Korea has been in the news a lot this past year. First Psy decided to invade music charts, and minds, everywhere with the song Gangnam Style and now the tensions of the peninsula are being ratcheted up by bellicose rhetoric from the North. When I think of the Republic of Korea, however, I don’t think first of that horse riding style dance, or of the DMZ and the military tensions; when I think of Korea I think of revival. I think of a nation where 1 in 3 people are Christians and where many of the worlds largest churches are found. There are so many churches, most of which display a red neon cross, that some people have complained about the amount of crosses visible on the skyline.
A hundred years ago there were hardly any Christians in Korea, less than one percent. It would be tempting to dismiss that as a trivial number but that would be to underestimate what God can do with a few faithful servants. Now there are millions of believers, the largest churches in the world are in Seoul, and the Church is still growing. I have a friend from Newcastle who went to Korea to teach English and is now not only saved but a passionate believer. If we look at the growth of the Christian church in South Korea we see that the values of it have influenced culture, the rights of women and children have improved, and society has been completely transformed within the past fifty years or so. South Korea is a country in revival.
Troubles like those on the Korean peninsula at the moment can be confusing for us as Christians. I believe in a God for whom no one is beyond redemption, for whom no society is too pagan, secular, or evil, to be transformed. I’m also a guy, and one who studied history at that, while part of me is hoping for God to move and to sort this mess out the other part of me is wondering if there is a first strike scenario that can eliminate the regime without causing war or civilian casualties.

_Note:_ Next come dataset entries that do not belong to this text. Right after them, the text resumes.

PR #54, opened 2023-04-25
[53] logout

steve1rm:
# Pull Request template

###  What does this PR solve?

Opens the dropdown menu and allows the user to logout

logout

### DIFF
--- a/component/src/main/java/me/androidbox/component/agenda/AgendaHomeTopBar.kt
+++ b/component/src/main/java/me/androidbox/component/agenda/AgendaHomeTopBar.kt
@@ -32,7 +32,7 @@ fun AgendaTopBar(
     onProfileButtonClicked: () -> Unit,
     onDateClicked: () -> Unit,
     modifier: Modifier = Modifier,
-    dropDropMenuScope: @Composable () -> Unit
+    dropDownMenu: @Composable () -> Unit
 ) {
 
     Row(
@@ -68,7 +68,7 @@ fun AgendaTopBar(
                 )
             }
 
-            dropDropMenuScope()
+            dropDownMenu()
         }
     }
 }
@@ -86,7 +86,7 @@ fun PreviewAgendaTopBar() {
             initials = "SM",
             onDateClicked = {},
             onProfileButtonClicked = {},
-            dropDropMenuScope = {}
+            dropDownMenu = {}
         )
     }
 }
--- a/component/src/main/java/me/androidbox/component/agenda/AgendaHomeTopBar.kt
+++ b/component/src/main/java/me/androidbox/component/agenda/AgendaHomeTopBar.kt
@@ -2,7 +2,13 @@ package me.androidbox.component.agenda
 
 import androidx.compose.foundation.background
 import androidx.compose.foundation.clickable
-import androidx.compose.foundation.layout.*
+import androidx.compose.foundation.layout.Arrangement
+import androidx.compose.foundation.layout.Box
+import androidx.compose.foundation.layout.PaddingValues
+import androidx.compose.foundation.layout.Row
+import androidx.compose.foundation.layout.fillMaxWidth
+import androidx.compose.foundation.layout.padding
+import androidx.compose.foundation.layout.size
 import androidx.compose.material3.Button
 import androidx.compose.material3.ButtonDefaults
 import androidx.compose.material3.MaterialTheme
@@ -26,6 +32,7 @@ fun AgendaTopBar(
     onProfileButtonClicked: () -> Unit,
     onDateClicked: () -> Unit,
     modifier: Modifier = Modifier,
+    dropDropMenuScope: @Composable () -> Unit
 ) {
 
     Row(
@@ -43,21 +50,25 @@ fun AgendaTopBar(
             color = MaterialTheme.colorScheme.topbarFontColor
         )
 
-        Button(
-            modifier = Modifier.size(34.dp),
-            contentPadding = PaddingValues(0.dp),
-            colors = ButtonDefaults.buttonColors(
-                containerColor = MaterialTheme.colorScheme.topbarButtonBackgroundColor,
-                contentColor = MaterialTheme.colorScheme.topbarFontColor),
-            onClick = {
-                onProfileButtonClicked()
-            }) {
-            Text(
-                maxLines = 1,
-                text = initials,
-                fontSize = 13.sp,
-                fontWeight = FontWeight.SemiBold,
-            )
+        Box {
+            Button(
+                modifier = Modifier.size(34.dp),
+                contentPadding = PaddingValues(0.dp),
+                colors = ButtonDefaults.buttonColors(
+                    containerColor = MaterialTheme.colorScheme.topbarButtonBackgroundColor,
+                    contentColor = MaterialTheme.colorScheme.topbarFontColor),
+                onClick = {
+                    onProfileButtonClicked()
+                }) {
+                Text(
+                    maxLines = 1,
+                    text = initials,
+                    fontSize = 13.sp,
+                    fontWeight = FontWeight.SemiBold,
+                )
+            }
+
+            dropDropMenuScope()
         }
     }
 }
@@ -75,6 +86,7 @@ fun PreviewAgendaTopBar() {
             initials = "SM",
             onDateClicked = {},
             onProfileButtonClicked = {},
+            dropDropMenuScope = {}
         )
     }
 }
--- a/domain/src/main/java/me/androidbox/domain/authentication/usecase/imp/LogoutUseCaseImp.kt
+++ b/domain/src/main/java/me/androidbox/domain/authentication/usecase/imp/LogoutUseCaseImp.kt
@@ -1,0 +1,14 @@
+package me.androidbox.domain.authentication.usecase.imp
+
+import me.androidbox.domain.authentication.ResponseState
+import me.androidbox.domain.authentication.usecase.AuthenticateUserUseCase
+import me.androidbox.domain.authentication.usecase.LogoutUseCase
+import javax.inject.Inject
+
+class LogoutUseCaseImp @Inject constructor(
+    private val authenticateUserUseCase: AuthenticateUserUseCase
+) : LogoutUseCase {
+    override suspend fun execute(): ResponseState<Unit> {
+        return authenticateUserUseCase.execute()
+    }
+}
--- a/presentation/src/main/java/me/androidbox/presentation/agenda/screen/AgendaScreen.kt
+++ b/presentation/src/main/java/me/androidbox/presentation/agenda/screen/AgendaScreen.kt
@@ -64,7 +64,7 @@ fun AgendaScreen(
                     onDateClicked = {
                         calendarState.show()
                     },
-                    dropDropMenuScope = {
+                    dropDownMenu = {
                         AgendaDropDownMenu(
                             modifier = Modifier
                                 .background(color = MaterialTheme.colorScheme.dropDownMenuBackgroundColor)
--- a/presentation/src/main/java/me/androidbox/presentation/agenda/screen/AgendaScreen.kt
+++ b/presentation/src/main/java/me/androidbox/presentation/agenda/screen/AgendaScreen.kt
@@ -1,6 +1,5 @@
 package me.androidbox.presentation.agenda.screen
 
-import android.util.Log
 import androidx.compose.foundation.background
 import androidx.compose.foundation.layout.*
 import androidx.compose.foundation.lazy.LazyColumn
@@ -14,7 +13,6 @@ import androidx.compose.ui.Alignment
 import androidx.compose.ui.Modifier
 import androidx.compose.ui.draw.clip
 import androidx.compose.ui.graphics.Color
-import androidx.compose.ui.res.stringResource
 import androidx.compose.ui.tooling.preview.Preview
 import androidx.compose.ui.unit.dp
 import com.maxkeppeker.sheets.core.models.base.rememberUseCaseState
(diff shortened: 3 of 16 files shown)


presentation/src/main/java/me/androidbox/presentation/agenda/screen/AgendaScreen.kt
```diff
@@ -43,28 +44,47 @@ fun AgendaScreen(
...
+                    },
+                    onDateClicked = {
+                        calendarState.show()
+                    },
+                )
+
+                AgendaDropDownMenu(
+                    modifier = Modifier
+                        .background(color = MaterialTheme.colorScheme.dropDownMenuBackgroundColor)
+                        .align(Alignment.End),
```
steve1rm: I am trying to get the Dropdownmenu to display at the end below the profile avatar. But for some reason its always displays at the start. I have posted a screenshot in the description. What is the best way to position at the end below the avatar?

presentation/src/main/java/me/androidbox/presentation/navigation/NavigationGraph.kt
```diff
@@ -131,6 +131,10 @@ fun NavigationGraph(
                     AgendaType.TASK -> TODO()
                     AgendaType.REMINDER -> TODO()
                 }
+            },
+            onLogout = {
+                navHostController.popBackStack()
+                navHostController.navigate(Screen.LoginScreen.route)
```
steve1rm: Will this pop all the screens. Or just the current screen which is the AgendaAcreen?

presentation/src/main/java/me/androidbox/presentation/agenda/viewmodel/AgendaViewModel.kt
```diff
@@ -125,6 +127,25 @@ class AgendaViewModel @Inject constructor(
...
+                    )
+                }
+            }
+        }
+    }
+
+    private fun logoutCurrentUser() {
+        viewModelScope.launch {
+            logoutUseCase.execute()
+            preferenceRepository.deleteCurrentUser()
```
steve1rm: Do we need to do anything with the database tables?

presentation/src/main/java/me/androidbox/presentation/agenda/screen/AgendaScreen.kt
MKiperszmid: Have you tried adding a fillMaxWidth to the AgendaDropDownMenu´s modifier?

If that doesn´t work, you can add the AgendaDropDownMenu inside the profile picture composable

presentation/src/main/java/me/androidbox/presentation/agenda/screen/AgendaScreen.kt
```diff
@@ -43,28 +44,47 @@ fun AgendaScreen(
...
+                    shouldOpenDropdown = agendaScreenState.shouldOpenLogoutDropDownMenu,
+                    onCloseDropdown = {
+                        agendaScreenEvent(
+                            AgendaScreenEvent.OnChangedShowDropdownStatus(shouldOpen = false)
+                        )
+                    },
+                    listOfMenuItemId = listOf(me.androidbox.presentation.R.string.logout),
```
MKiperszmid: Why do you need a list tho?
Can´t it just be one id?

presentation/src/main/java/me/androidbox/presentation/agenda/viewmodel/AgendaViewModel.kt
MKiperszmid: Delete them

What if a 2nd user logs in? Then that user will be able to see the previous user´s tables

presentation/src/main/java/me/androidbox/presentation/navigation/NavigationGraph.kt
MKiperszmid: popBackStack only pops the last screen

MKiperszmid (approved):

presentation/src/main/java/me/androidbox/presentation/agenda/screen/AgendaScreen.kt
steve1rm: @MKiperszmid Having the fillMaxWidth doesn't work. Do you have anymore ideas?

logout

domain/src/main/java/me/androidbox/domain/authentication/usecase/imp/LogoutUseCaseImp.kt
```diff
@@ -0,0 +1,14 @@
...
+import me.androidbox.domain.authentication.usecase.LogoutUseCase
+import javax.inject.Inject
+
+class LogoutUseCaseImp @Inject constructor(
+    private val authenticateUserUseCase: AuthenticateUserUseCase
+) : LogoutUseCase {
+    override suspend fun execute(): ResponseState<Unit> {
+        return authenticateUserUseCase.execute()
+    }
+}
```
philipplackner, line 14: What is the point of this empty use case executing another use case?

presentation/src/main/java/me/androidbox/presentation/agenda/screen/AgendaScreen.kt
philipplackner: Also I'd have some other kind of identifier for the items, otherwise you'll always have to remember the exact string (which can change)

presentation/src/main/java/me/androidbox/presentation/agenda/screen/AgendaScreen.kt
philipplackner: Which composable is this drop down anchored to? Usually if you put it in a Box together with another composable it will show below that other composable. If the anchor fills the whole width, the drop down might show where you don't want it, so you can try making the anchor (in this case the profile pic) only fill the space it needs

philipplackner (approved):

domain/src/main/java/me/androidbox/domain/authentication/usecase/imp/LogoutUseCaseImp.kt
steve1rm: @philipplackner Will refactor this. I guess I am rushing to finish this. Will do this at a later time.

presentation/src/main/java/me/androidbox/presentation/agenda/screen/AgendaScreen.kt
steve1rm: I have anchored the dropdownmenu below the whole `AgendaTopBar` using the `Box`. I understand what you mean as the `AgendaTopbar` takes up the whole width of the screen. As in the image below. So the dropdownMenu might display on the left. However, is there another way to position the dropdownmenu on the right without moving the dropdownmenu into the `AgendaTopBar`

logout-box

steve1rm: @philipplackner @MKiperszmid 
Uses a composable lambda that the dropdownmenu will be passed to. The result is correct now.

logoutrightside

presentation/src/main/java/me/androidbox/presentation/navigation/NavigationGraph.kt
steve1rm: @philipplackner @MKiperszmid Is this the behavior that I want? Or should I be popping all screens?

component/src/main/java/me/androidbox/component/agenda/AgendaHomeTopBar.kt
```diff
@@ -26,6 +32,7 @@ fun AgendaTopBar(
     onProfileButtonClicked: () -> Unit,
     onDateClicked: () -> Unit,
     modifier: Modifier = Modifier,
+    dropDropMenuScope: @Composable () -> Unit
```
steve1rm: @philipplackner Is this the correct way to do this. Any suggestions about the naming?

presentation/src/main/java/me/androidbox/presentation/navigation/NavigationGraph.kt
philipplackner: Pop all screens, otherwise the user can press back on login to get back to an agenda screen

component/src/main/java/me/androidbox/component/agenda/AgendaHomeTopBar.kt
philipplackner: Yes, but the name is a bit weird, why `dropDrop`? What about just `dropDownMenu`?

philipplackner (approved):

component/src/main/java/me/androidbox/component/agenda/AgendaHomeTopBar.kt
steve1rm: @philipplackner that was a typo error :blush:

presentation/src/main/java/me/androidbox/presentation/agenda/screen/AgendaScreen.kt
```diff
@@ -43,28 +42,52 @@ fun AgendaScreen(
...
     onSelectedEditAgendaItemClicked: (id: String, AgendaType, agendaMenuActionType: AgendaMenuActionType) -> Unit,
     onSelectedAgendaItem: (agendaType: Int) -> Unit, /* TODO Check where this is being used */
+    onLogout: () -> Unit,
     modifier: Modifier = Modifier) {
 
     val calendarState = rememberUseCaseState()
 
+    LaunchedEffect(key1 = agendaScreenState.deletedCacheCompleted) {
+        onLogout()
+    }
```
steve1rm, line 54: @philipplackner @MKiperszmid I have added a LaunchedEffect here. The reason is I want to only logout once the deleted cache has been completed successfully.  So the `deletedCacheCompleted` will be set to true in the AgendaViewModel after the cache is deleted. Does this look ok to you?

presentation/src/main/java/me/androidbox/presentation/agenda/viewmodel/AgendaViewModel.kt
```diff
@@ -125,6 +127,53 @@ class AgendaViewModel @Inject constructor(
...
+        }
+    }
+
+    private fun logoutCurrentUser() {
+        viewModelScope.launch {
+            when(logoutUseCase.execute()) {
+                ResponseState.Loading -> Unit /* TODO Show loading */
+
+                is ResponseState.Success -> {
+                    preferenceRepository.deleteCurrentUser()
```
steve1rm, line 151: @philipplackner @MKiperszmid I didn't launch this in a separate coroutine as is not a suspended function.

presentation/src/main/java/me/androidbox/presentation/agenda/viewmodel/AgendaViewModel.kt
```diff
@@ -125,6 +127,53 @@ class AgendaViewModel @Inject constructor(
...
+
+                    listOf(eventJob, taskJob, reminderJob).forEach { job ->
+                        job.join()
+                    }
+
+                    _agendaScreenState.update { agendaScreenState ->
+                        agendaScreenState.copy(
+                            deletedCacheCompleted = true
+                        )
+                    }
```
steve1rm, line 171: @philipplackner @MKiperszmid This is the state that is set to true after the cache as been deleted. That will trigger the `logout()` in the LaunchedEffect.  Does this look ok?

presentation/src/main/java/me/androidbox/presentation/agenda/viewmodel/AgendaViewModel.kt
```diff
@@ -125,6 +127,53 @@ class AgendaViewModel @Inject constructor(
...
+
+    private fun logoutCurrentUser() {
+        viewModelScope.launch {
+            when(logoutUseCase.execute()) {
+                ResponseState.Loading -> Unit /* TODO Show loading */
+
+                is ResponseState.Success -> {
+                    preferenceRepository.deleteCurrentUser()
+
+                    val eventJob = viewModelScope.launch {
```
MKiperszmid, line 153: Room database has a "deleteAllTables" method

You can just call that

presentation/src/main/java/me/androidbox/presentation/agenda/viewmodel/AgendaViewModel.kt
MKiperszmid: Gotcha

presentation/src/main/java/me/androidbox/presentation/agenda/viewmodel/AgendaViewModel.kt
MKiperszmid: Yes

presentation/src/main/java/me/androidbox/presentation/agenda/screen/AgendaScreen.kt
MKiperszmid: Yea

But i would add an "if deleted cache is true"

You dont want to trigger this LaunchedEffect on the first recomposition

MKiperszmid (approved):

presentation/src/main/java/me/androidbox/presentation/agenda/screen/AgendaScreen.kt
steve1rm: @MKiperszmid The `deletedCacheCompleted` is set to false initially in my state class. However, how would I prevent this from triggering in the first composition.

MKiperszmid: Replied on whatsapp

But:

It will always run on the first composition
Not possible to avoid it
Thats why u need an if check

My wondering about the military side of things does not mean I like war, far from it, but I have dear friends in South Korea whom I wish to be safe and my human nature is to wonder about what solutions can best make that happen. It is, however, misguided. It is a belief that our human thinking can find the solution instead of the step of faith that it takes to accept that God knows best and that His answers are invariably better than ours. No matter what happens over coming weeks, months, and years, no matter how the problem of Kim Jong Un is eventually addressed, as Christians our response needs to be to pray.
Praying at all times in the Spirit, with all prayer and supplication. To that end keep alert with all perseverance, making supplication for all the saints.
– Ephesians 6:18
Seeing the trouble and tension in Korea makes me think of the vital need to pray for our brothers and sisters who place their faith on God. They’re part of the global church family and that puts a responsibility on all of us to remember them, to be Aaron and Hur lifting up their arms in prayer. Prayer involves accepting that we can’t fix problems ourselves and acknowledging that God can. However, there is more to biblical statements on prayer than having to pray for the saints, we have to pray for those we perceive to be our enemies too.
But I say to you, Love your enemies and pray for those who persecute you.
– Matthew 5:44
This is difficult. I don’t know if you’ve ever knelt down to pray for a despot but let me tell you it can be really hard to find the words when your flesh is trying to wonder if a tomahawk can fit through his letterbox. But do it we must, if we want to pray like Christ. If we decide that someone or somewhere is beyond the scope of redemption then we need to look at the bible. We’re talking about the God who could send one, reluctant and moody, man called Jonah into the heart of the most evil and debauched city on earth and transform the whole place. We’re talking about the God who could watch His own people abandon Him and serve false Gods and idols, behaving like unfaithful lovers, and then respond by sending His Son to die for them, for us.
North Korea is not beyond hope and nor is Kim Jong Un, they’re just harder to pray for because they’re the ones with the guns pointed at our friends. So what are we going to do? Like Jonah do we run from what is required of us, or do we drop to our knees and pray? Pray for a situation that even the best analysts can’t see a solution too, pray that somehow God can show that His hand of protection is on our family in South Korea and outwork His redemption and revival in the North to transform their society in a similar way.
What is impossible with man is possible with God.
– Jesus Christ
The way the situation is presently balanced? That is a pretty huge ask. It’s a good job that we have a God who likes to do big things, a God whose power is unlimited. I find the possibilities breathtaking. Our fellow Christians cannot lose, once you give your life to Jesus the option of you “losing” is taken off the table because every possible outcome to life involves your salvation, but what if we could see a generation of Christians pray in such a way that we saw the world change? God is not afraid to reach down and intervene on behalf of his people, but usually we’re too afraid to ask. Let’s ask the impossible and expect it to happen.